• [Activity]:
Give back nothing but the number of lines in these entries that contain the word "opened".

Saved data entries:
= Beginning of Section =

PR #7230, opened 2026-03-16
[PM-21926] [PM-30350] [PM-32389] Read salt from database

ike-kottlowski:
## 🎟️ Tracking

[PM-21926](https://bitwarden.atlassian.net/browse/PM-21926)
[PM-30350](https://bitwarden.atlassian.net/browse/PM-30350)
[PM-32389](https://bitwarden.atlassian.net/browse/PM-32389)

## 📔 Objective

Add MasterPasswordSalt to the response for ReadKdfByEmail and OranizationAccountRevovery in the User Repository.

I've removed a Test pertaining to Emergency Access that tries to check the salt against the `User.Email` which may not be the case in the future. So, it has been removed.

### Notes

The AC Repository updates for account recovery are handled in this PR which is in draft until this one is merged. 

AC PR: https://github.com/bitwarden/server/pull/7231

[PM-21926]: https://bitwarden.atlassian.net/browse/PM-21926?atlOrigin=eyJpIjoiNWRkNTljNzYxNjVmNDY3MDlhMDU5Y2ZhYzA5YTRkZjUiLCJwIjoiZ2l0aHViLWNvbS1KU1cifQ

[PM-30350]: https://bitwarden.atlassian.net/browse/PM-30350?atlOrigin=eyJpIjoiNWRkNTljNzYxNjVmNDY3MDlhMDU5Y2ZhYzA5YTRkZjUiLCJwIjoiZ2l0aHViLWNvbS1KU1cifQ

[PM-32389]: https://bitwarden.atlassian.net/browse/PM-32389?atlOrigin=eyJpIjoiNWRkNTljNzYxNjVmNDY3MDlhMDU5Y2ZhYzA5YTRkZjUiLCJwIjoiZ2l0aHViLWNvbS1KU1cifQ

PR #7231, opened 2026-03-16
[PM-21926] Add salt to Admin Console DTOs

ike-kottlowski:
## 🎟️ Tracking

[PM-21926](https://bitwarden.atlassian.net/browse/PM-21926)

This PR depends on:
https://github.com/bitwarden/server/pull/7230

## 📔 Objective

Add MasterPasswordSalt to DTOs that are owned by Admin Console.

[PM-21926]: https://bitwarden.atlassian.net/browse/PM-21926?atlOrigin=eyJpIjoiNWRkNTljNzYxNjVmNDY3MDlhMDU5Y2ZhYzA5YTRkZjUiLCJwIjoiZ2l0aHViLWNvbS1KU1cifQ


src/Api/AdminConsole/Models/Response/Organizations/OrganizationUserResponseModel.cs
```diff
@@ -214,6 +215,7 @@ public OrganizationUserResetPasswordDetailsResponseModel(OrganizationUserResetPa
     public int KdfIterations { get; set; }
     public int? KdfMemory { get; set; }
     public int? KdfParallelism { get; set; }
+    public string MasterPasswordSalt { get; set; }
```
jrmccannon, line 218: Is this field nullable? If so, could we do `#nullable enabled` for the blocks required and change the type to `string?` ?

src/Core/AdminConsole/Models/Data/Organizations/OrganizationUsers/OrganizationUserResetPasswordDetails.cs
```diff
@@ -41,6 +42,7 @@ public OrganizationUserResetPasswordDetails(OrganizationUser orgUser, User user,
     public int KdfIterations { get; set; }
     public int? KdfMemory { get; set; }
     public int? KdfParallelism { get; set; }
+    public string MasterPasswordSalt { get; set; }
```
jrmccannon, line 45: Same question here as in `OrganizationUserResetPasswordDetailsResponseModel`

src/Api/AdminConsole/Models/Response/Organizations/OrganizationUserResponseModel.cs
ike-kottlowski: This class has the explicit `#nullable disabled` and modifying this class to be `#nullable` felt outside of the scope of this effort so I opted to leave it `string`.

Are you asking that I enable `#nullable` for `MasterPasswordSalt` only so that we can leverage `string?`?

jrmccannon: That was the thought, but now that I read it back, that's silly. This is fine. Apologies.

= End of Section =

• [Task response]:
2